Doch es ist nicht nur Glück, Ehrgeiz und Physis, in dem Max-Jacob Ost den einmaligen Erfolg von Hoeneß begründet sieht: Er spielt als Verbindungsspieler zwischen Mittelfeld und Angriff. Interpretiert jede Position, auf der er eingesetzt wird, nicht klassisch, sondern anders und neu. Er liefert, was man gegen tiefstehende Mannschaften braucht: Hoeneß bringt mit, was gebraucht wird: "Schnelle Antritte, Sprints in die Lücken der Verteidigung und eine hohe Ausdauer um den direkten Gegenspieler müde zu laufen", so Ost über das Erfolgsrezept von Hoeneß.

Ein Rezept, das nicht ewig halten soll, denn seine beste Zeit ist da fast vorbei und mit Bayern geht's bald um den Abstieg – dasgibt's dann in der nächsten Folge.

Der Podcast "11 Leben"

Zum Auftakt des neuen Podcast Formats "11 Leben" wird eine der spannendsten Figuren des deutschen Fußballs porträtiert: Uli Hoeneß. Zu Beginn nicht mehr als eine fixe Idee, wurde die Umsetzung für den Podcaster und Sportjournalisten Max-Jacob Ost größer als gedacht.

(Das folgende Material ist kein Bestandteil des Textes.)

Issue #59826, opened 2024-09-02
NoInfer doesn't work in string template types


sparecycles:
### 🔎 Search Terms

NoInfer string template

### 🕗 Version & Regression Information

- This changed between versions ______ and _______
- This changed in commit or PR _______
- This is the behavior in every version I tried, and I reviewed the FAQ for entries about _________
- I was unable to test this on prior versions because _______

### 💻 Code

```ts
function f<A>(a: NoInfer<A>, b: A extends string ? `rel:${A}` : never) {}
f("5", "rel:7"); // error - correct, type of A is "7"
```

but 

```ts
function g<A>(a: A, b: A extends string ? `rel:${NoInfer<A>}` : never) {}
g("5", "rel:7"); // no error - surprising - type of A is inferred to be ("5" | "7")
```

### 🙁 Actual behavior

no type error on `g()` above, because the `A` type is being inferred via the string template in spite of the `NoInfer` marker.

### 🙂 Expected behavior

Both of the example calls should be recognized as wrong?

### Additional information about the issue

Also tried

Über zwei Jahre nun recherchiert, liest, telefoniert und interviewt er in akribischer Kleinarbeit, taucht in die Vergangenheit ein, schaut sich private wie auch berufliche Erfolge und Niederlagen ganz genau an. Und er versucht sich an der größten Herausforderung: Uli Hoeneß höchstpersönlich für "11 Leben" vor das Mikro zu bekommen.